[Collected data]
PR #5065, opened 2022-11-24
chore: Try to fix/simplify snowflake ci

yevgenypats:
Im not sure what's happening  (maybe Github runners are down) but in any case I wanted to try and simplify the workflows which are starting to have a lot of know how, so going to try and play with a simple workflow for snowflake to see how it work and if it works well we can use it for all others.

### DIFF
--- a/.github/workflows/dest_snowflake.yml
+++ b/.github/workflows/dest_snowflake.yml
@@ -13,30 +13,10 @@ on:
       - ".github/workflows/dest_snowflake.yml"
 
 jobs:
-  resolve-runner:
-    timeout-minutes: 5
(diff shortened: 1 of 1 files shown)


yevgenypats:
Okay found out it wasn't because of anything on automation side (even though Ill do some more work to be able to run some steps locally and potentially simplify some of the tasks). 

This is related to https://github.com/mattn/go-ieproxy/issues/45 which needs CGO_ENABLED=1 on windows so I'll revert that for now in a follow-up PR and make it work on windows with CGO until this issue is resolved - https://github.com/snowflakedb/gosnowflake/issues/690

▶ [REQUIREMENT]:
After locating the line containing "Okay found out", write out that line and all remaining lines of the records exactly, with nothing added.

▶ [ANSWER BOX]:
Okay found out it wasn't because of anything on automation side (even though Ill do some more work to be able to run some steps locally and potentially simplify some of the tasks). 

This is related to https://github.com/mattn/go-ieproxy/issues/45 which needs CGO_ENABLED=1 on windows so I'll revert that for now in a follow-up PR and make it work on windows with CGO until this issue is resolved - https://github.com/snowflakedb/gosnowflake/issues/690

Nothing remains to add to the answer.